# Disposer location



## Va. Plumber (Dec 8, 2008)

Checking to see which sink you typically install a disposer when there is a double bowl with large and small sink. I always installed them in the small sink but when I did it at my house I find it worthless. You can't pile up dishes and rinse them in the small sink. I tend to abuse the disposer as I can unclog drains myself, any other abusers out there.

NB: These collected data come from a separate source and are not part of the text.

PR #6855, opened 2022-04-27
xpdf, bump version, fix font detection

Begasus:


Begasus:
Current version (when launched from Terminal) will produce errors not finding the fonts (courier, helvetica ...), this patchset fixes that, idea came fro archlinux: https://github.com/archlinux/svntogit-community/blob/packages/xpdf/trunk/xpdf-4.00-xpdfrc.patch

PR #6882, opened 2022-05-05
SDL2: patch to only create BApplication if one doesn't already exist

ivanholmes:
I've created this PR in response to a comment I saw in the mGBA recipe, which uses SDL 1.2 in place of SDL2 because the former checks for the existence of a BApplication before creating one whereas the latter does not.

This causes an issue with applications that use both Qt and SDL2 (such as mGBA's Qt frontend), because Qt has already created a BApplication by the time SDL2 tries to.

After adding this simple patch (the same as in the code of SDL1.2), mGBA works properly with SDL2. 

I think this change should eventually be upstreamed (if it is valid) but I thought I'd submit this PR in case there is any reason why the change hasn't been done already.


pulkomandy:
Please submit SDL2 patches upstream. It's fine to have them here until SDL2 makes a new release, but having the code upstream makes works easier for everyone involved.

ivanholmes:
> Please submit SDL2 patches upstream. It's fine to have them here until SDL2 makes a new release, but having the code upstream makes works easier for everyone involved.

I will gladly do this, the patch is so simple (and present in SDL 1.2) I just wondered if there's a reason it hasn't been done already, so I thought I would check here first

ivanholmes:
https://github.com/libsdl-org/SDL/issues/5385
On a second search I found this. Seems there may be a good reason it hasn't been done. Will investigate further though.

ivanholmes:
So for anyone who comes across this issue - this patch is not right because the BApplication used by SDL2 is a subclass SDL_BApp, which implements extra methods. 
I think this issue needs solving because I have seen multiple apps that use SDL2 and Qt at the same time, but I'm not sure how it should be solved.

Feel free to close this PR.

waddlesplash:
> Please submit SDL2 patches upstream.

This one is experimental enough that we should probably play with it here first.

> this patch is not right because the BApplication used by SDL2 is a subclass SDL_BApp, which implements extra methods.

Those extra methods should be optional and disable-able if there's an already-existing BApplication.

Our SDL1 port handles this correctly already, indeed we should make SDL2 do the same.

> perhaps by dynamically casting be_app to SDL_BApp if it already exists, something tells me that might be a bad idea but I really don't know (I don't have much experience with C++).

That is a bad idea, it won't work. Instead we should just be able to gracefully fall back and either return errors or do nothing if SDL_BApp does not exist and cannot be made.

media-libs/libsdl2/patches/libsdl2-2.0.20.patchset
```diff
@@ -1265,3 +1265,66 @@ index c5026de..868512e 100644
...
+-    int32 cookie = 0;
+-    if (get_next_image_info(B_CURRENT_TEAM, &cookie, &info) == B_OK) {
+-        BFile f(info.name, O_RDONLY);
+-        if (f.InitCheck() == B_OK) {
+-            BAppFileInfo app_info(&f);
+-            if (app_info.InitCheck() == B_OK) {
+-                char sig[B_MIME_TYPE_LENGTH];
+-                if (app_info.GetSignature(sig) == B_OK)
+-                    signature = strndup(sig, B_MIME_TYPE_LENGTH);
++    if (!be_app) {
```
waddlesplash, line 1297: Rather than indenting everything, just put this check at the start of the function. Or, better yet, do not invoke `StartBeApp` at all if `be_app` is already set.

ivanholmes: Okay, I'll keep working on it and give this a go

ivanholmes:
> > Please submit SDL2 patches upstream.
> 
> This one is experimental enough that we should probably play with it here first.

That was my thinking when creating this PR.

> > this patch is not right because the BApplication used by SDL2 is a subclass SDL_BApp, which implements extra methods.
> 
> Those extra methods should be optional and disable-able if there's an already-existing BApplication.
> 
> Our SDL1 port handles this correctly already, indeed we should make SDL2 do the same.
> 

How can I disable them? Check if be_app refers to an SDL_BApp or a plain BApplication in every place they are called?
Looking at the methods it seems many of them won't be needed in a case where Qt or another toolkit is used, which is promising. 

> > perhaps by dynamically casting be_app to SDL_BApp if it already exists, something tells me that might be a bad idea but I really don't know (I don't have much experience with C++).
> 
> That is a bad idea, it won't work. Instead we should just be able to gracefully fall back and either return errors or do nothing if SDL_BApp does not exist and cannot be made.

Alright that makes sense.

waddlesplash:
> How can I disable them? Check if be_app refers to an SDL_BApp or a plain BApplication in every place they are called?

Yes.

ivanholmes:
After looking in more detail - the extra public methods of SDL_BApp are:
reimplementation of RefsReceived - not needed if running with another toolkit
reimplementation of MessageReceived - not needed if running with another toolkit?
GetID - used by `_InitWindow` in src/video/haiku/SDL_bwindow.cc, seems not needed if running with another toolkit
ClearID - used by `HAIKU_DestroyWindow` in src/video/haiku/SDL_bwindow.cc, same as above I think
GetSDLWindow - only used by private methods of SDL_BApp
GetCurrentContext, SetCurrentContext - only used in destructor and RemoveGLView of SDL_BWin, which is not needed if using an external toolkit

If we can assume that nobody will use the SDL functions for creating windows if they are using another toolkit (native, Qt etc.) in the application (which seems to make sense), then I think there is no problem with the simple patch...

waddlesplash:
>  GetID - used by _InitWindow in src/video/haiku/SDL_bwindow.cc, seems not needed if running with another toolkit
> ClearID - used by HAIKU_DestroyWindow in src/video/haiku/SDL_bwindow.cc, same as above I think
>  GetCurrentContext, SetCurrentContext - only used in destructor and RemoveGLView of SDL_BWin, which is not needed if using an external toolkit

SDL windows may be used in tandem with non-SDL windows. We likely should make these workable even if there is no SDLBApp. Probably by making them static.

ivanholmes:
> SDL windows may be used in tandem with non-SDL windows. We likely should make these workable even if there is no SDLBApp. Probably by making them static.

Okay. I didn't notice before that `GetID` and `ClearID` use `GetSDLWindow` as well. `GetSDLWindow` is an accessor for the vector of `SDL_Window`s `_window_map` which is a private member of `SDL_BApp`, so I don't think they can be made static. I'll see if there is anything similar in SDL 1.2.

In addition `GetCurrentContext` and `SetCurrentContext` need to access the private member `_current_context`. In this case of course there will be no example in 1.2 because it doesn't use OpenGL iirc.

waddlesplash:
> which is a private member of SDL_BApp

That member should be made static along with the methods.

> In addition GetCurrentContext and SetCurrentContext need to access the private member _current_context.

This one may be a bit trickier. Possibly the _current_context shouldn't be a member variable at all.

ivanholmes:
> > which is a private member of SDL_BApp
> 
> That member should be made static along with the methods.
> 
> > In addition GetCurrentContext and SetCurrentContext need to access the private member _current_context.
> 
> This one may be a bit trickier. Possibly the _current_context shouldn't be a member variable at all.

I've made all the non-virtual methods (and the two variables we discussed) of SDL_BApp static. It compiles without complaint and I've tried a few apps/games, all work fine.

media-libs/libsdl2/patches/libsdl2-2.0.20.patchset
```diff
@@ -1265,3 +1265,145 @@ index c5026de..868512e 100644
...
+
+diff --git a/src/main/haiku/SDL_BeApp.cc b/src/main/haiku/SDL_BeApp.cc
+index a5e1428..3b0f784 100644
+--- a/src/main/haiku/SDL_BeApp.cc
++++ b/src/main/haiku/SDL_BeApp.cc
+@@ -84,10 +84,12 @@ SDL_InitBeApp(void)
+ {
+     /* Create the BApplication that handles appserver interaction */
+     if (SDL_BeAppActive <= 0) {
++    	if (!be_app) {
```
waddlesplash, line 1284: Combine this check with the previous one (i.e. `SDL_BeAppActive <= 0 && !be_app`)

media-libs/libsdl2/patches/libsdl2-2.0.20.patchset
```diff
@@ -1265,3 +1265,145 @@ index c5026de..868512e 100644
...
+ 
+-    void _PushBackWindow(SDL_Window *win) {
++    static void _PushBackWindow(SDL_Window *win) {
+         _window_map.push_back(win);
+     }
+ 
+ 
+     /* Members */
+-    std::vector<SDL_Window*> _window_map; /* Keeps track of SDL_Windows by index-id */
++    static std::vector<SDL_Window*> _window_map; /* Keeps track of SDL_Windows by index-id */
```
waddlesplash, line 1382: Looking into things more I actually think we shouldn't be using statics here. Instead we should put these in the private `driverdata` field that is present in `SDL_VideoDevice`, which is passed in as _THIS to all the implementation functions. That may be more work, though, and might require some more memory management. I can work on that if you are unsure how to do it.

media-libs/libsdl2/patches/libsdl2-2.0.20.patchset
ivanholmes: Ah yeah that would be cleaner, will do.

media-libs/libsdl2/patches/libsdl2-2.0.20.patchset
ivanholmes: I am definitely not sure how to do it, but I'll have a look - I won't learn anything otherwise!
Will let you know if/when I decide it is beyond my ability.

ivanholmes: Okay, I am really not sure how to do this. Apologies for creating work for you...

media-libs/libsdl2/patches/libsdl2-2.0.20.patchset
waddlesplash: Yeah, we shouldn't interfere with the working directory in that case.

media-libs/libsdl2/patches/libsdl2-2.0.20.patchset
waddlesplash: Well, if you want to learn, I can probably help you through it via IRC/Matrix if you want. Otherwise, it's fine, as this was on my TODO list anyway :)

ivanholmes: Ok, I definitely do want to learn, I'll log on to IRC shortly :)

media-libs/libsdl2/patches/libsdl2-2.0.20.patchset
ivanholmes: Makes sense, thanks

media-libs/libsdl2/patches/libsdl2-2.0.20.patchset
```diff
@@ -1267,143 +1267,532 @@ index ca9dcad..1ac3201 100644
...
-     if (SDL_BeAppActive <= 0) {
-+    	if (!be_app) {
-         SDL_AppThread = SDL_CreateThreadInternal(StartBeApp, "SDLApplication", 0, NULL);
-         if (SDL_AppThread == NULL) {
-             return SDL_SetError("Couldn't create BApplication thread");
-         }
-+    	}
+     /* Initialize the Be Application, if it's not already started */
+-    if (SDL_InitBeApp() < 0) {
++    if (SDL_InitBeApp(NULL) < 0) {
```
ivanholmes, line 1285: I am pretty sure this will cause a problem (literally passing NULL as the value of a pointer...). I didn't realise that `SDL_InitBeApp` was called in the audio driver code when I made it take the `SDL_VideoDevice` as an argument. Need to find a better way of making the `devicedata` visible to the BApp.

media-libs/libsdl2/patches/libsdl2-2.0.20.patchset
```diff
@@ -1267,143 +1267,532 @@ index ca9dcad..1ac3201 100644
...
+diff --git a/src/video/haiku/SDL_bwindow.cc b/src/video/haiku/SDL_bwindow.cc
+index 587affa..ca18c62 100644
+--- a/src/video/haiku/SDL_bwindow.cc
++++ b/src/video/haiku/SDL_bwindow.cc
+@@ -71,7 +71,7 @@ static int _InitWindow(_THIS, SDL_Window *window) {
+         return -1;
+ 
+     window->driverdata = bwin;
+-    int32 winID = _GetBeApp()->GetID(window);
++    int32 winID = _GetBeApp()->driverdata->GetID(window);
```
ivanholmes, line 1783: This ought to be _this->driverdata... but I had to cast driverdata to an SDL_VideoData* to get it to compile. Looking in SDL_sysvideo.h driverdata is defined as void* so that is no great surprise. Many backends call the custom struct type they use for this SDL_VideoData, so that part is ok at least.

waddlesplash:
@korli superseded by https://github.com/haikuports/haikuports/commit/d96a8717a6b5e3ec8cf9a130ea9ee79a110cf7cd ?

korli:
> @korli superseded by [d96a871](https://github.com/haikuports/haikuports/commit/d96a8717a6b5e3ec8cf9a130ea9ee79a110cf7cd) ?

Yes, unless upstream objects somehow.

waddlesplash:
The PR was merged.

ivanholmes:
Nice to see this resolved! Thanks

Issue #6689, opened 2022-03-05
Port sdl12-compat


extrowerk:
An SDL-1.2 compatibility layer that uses SDL 2.0 behind the scenes.
https://github.com/libsdl-org/sdl12-compat

pulkomandy:
As long as we don't have 3d acceleration, this is only going to make sdl1.2 software use more cpu to do the same thing (because sdl2 does everything with opengl). Not sure if it's a good idea.

waddlesplash:
It's actually quite probable that Mesa software rendering is faster than SDL1.2's software code, as it uses a JIT compiler tuned for precisely the CPU it is running on.

pulkomandy:
There is no "software code" in SDL 1.2. All it does is let the app draw into a bitmap and then copies that bitmap into the framebuffer using a BDirectWindow. If games use an 8 bit colorspace it performs a conversion, but it is pretty well optimized. I don't think OpenGL is optimized for that kind of task, which don't really need a JIT compiler, anyways.

PR #6883, opened 2022-05-05
mGBA: bump to 0.9.3 and update to use sdl2

ivanholmes:
This depends on #6882


ivanholmes:
Based on https://github.com/haikuports/haikuports/issues/6689 maybe the update to SDL2 is not desirable. The performance on my hardware (ThinkPad X230) was fine but I haven't done any in-depth evaluation of performance. 
Happy to alter the PR to update but carry on using SDL 1.2 if this is felt to be better.

ivanholmes:
Closing, see #6882
Will create another PR just for revbump

PR #6896, opened 2022-05-08
qpageview: new recipe

jmairboeck:


dev-python/qpageview/qpageview-0.6.2.recipe
```diff
@@ -0,0 +1,65 @@
...
+	qpageview = $portVersion
+	"
+REQUIRES="
+	haiku
+	"
+PROVIDES_python38="
+	qpageview_python38 = $portVersion
+	"
+REQUIRES_python38="
+	haiku
```
augiedoggie, line 26: Seems like `haiku` would be duplicated here because it also includes `$REQUIRES` which has `haiku` in it.  Not a big deal.

augiedoggie (approved):

PR #7796, opened 2023-01-22
libexttextcat, bump version, disable static, move cmd to tools package

Begasus:


Begasus:
Builds fine with gcc2 also, but as there is no need for it I didn't enably it.

PR #7799, opened 2023-01-24
fpc: link against libiconv

hfsfox:


dev-lang/fpc/fpc-3.2.2.recipe
```diff
@@ -115,6 +116,7 @@ REQUIRES_examples="
 
 BUILD_REQUIRES="
 	haiku${secondaryArchSuffix}_devel
+	libiconv_devel
```
korli, line 119:
```suggestion
	devel:libiconv$secondaryArchSuffix
```

Begasus:
@hfsfox any chance on getting this fix upstreamed? Would be nice to have that fixed when building lazarus with fpcupdeluxe.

Also, disposer or disposal, I,ve seen it written both ways from ISE.


----------



## ASUPERTECH (Jun 22, 2008)

Va. Plumber said:


> Checking to see which sink you typically install a disposer when there is a double bowl with large and small sink. quote]
> The Kitchen....................sink?


----------



## Plasticman (Oct 14, 2008)

I always heard that if the dishwasher is on the left of the sink, then the disposal should be on the far right. Think about it. From right to left, dispose on far right, rinse on far left, then put in dishwasher. All in one left motion. As far as the small side of the sink I let the home owner decide or I install it on the far oppsosite side of the dishwasher reguardless as to small or large bowl. Just my method.


----------



## Va. Plumber (Dec 8, 2008)

Your method sounds logical Plasticman. That's the way I'm set up with the small sink on the right. I always asked the customer and they always wanted it on the small side so when I finally got my own, I did the same. Just doesn't seem convenient. I will change it one day. Either when I feel like taking plumbing home with me or the disposer burns up, whichever comes first.


----------



## Bill (Jun 17, 2008)

I usually ask the HO before rough in as to their preference. All people are not the same. Some want it in the small sink, some in the deep one.


----------



## rocksteady (Oct 8, 2008)

i always ask but it seems like most folks like it in the smaller basin. i haven't noticed a trend in relation to where the d/w is though. i call them disposals, my boss calls them disposers. maybe it's a generational thing?






paul


----------



## Wiser (Jul 25, 2008)

Plasticman said:


> I always heard that if the dishwasher is on the left of the sink, then the disposal should be on the far right. Think about it. From right to left, dispose on far right, rinse on far left, then put in dishwasher. All in one left motion. As far as the small side of the sink I let the home owner decide or I install it on the far oppsosite side of the dishwasher reguardless as to small or large bowl. Just my method.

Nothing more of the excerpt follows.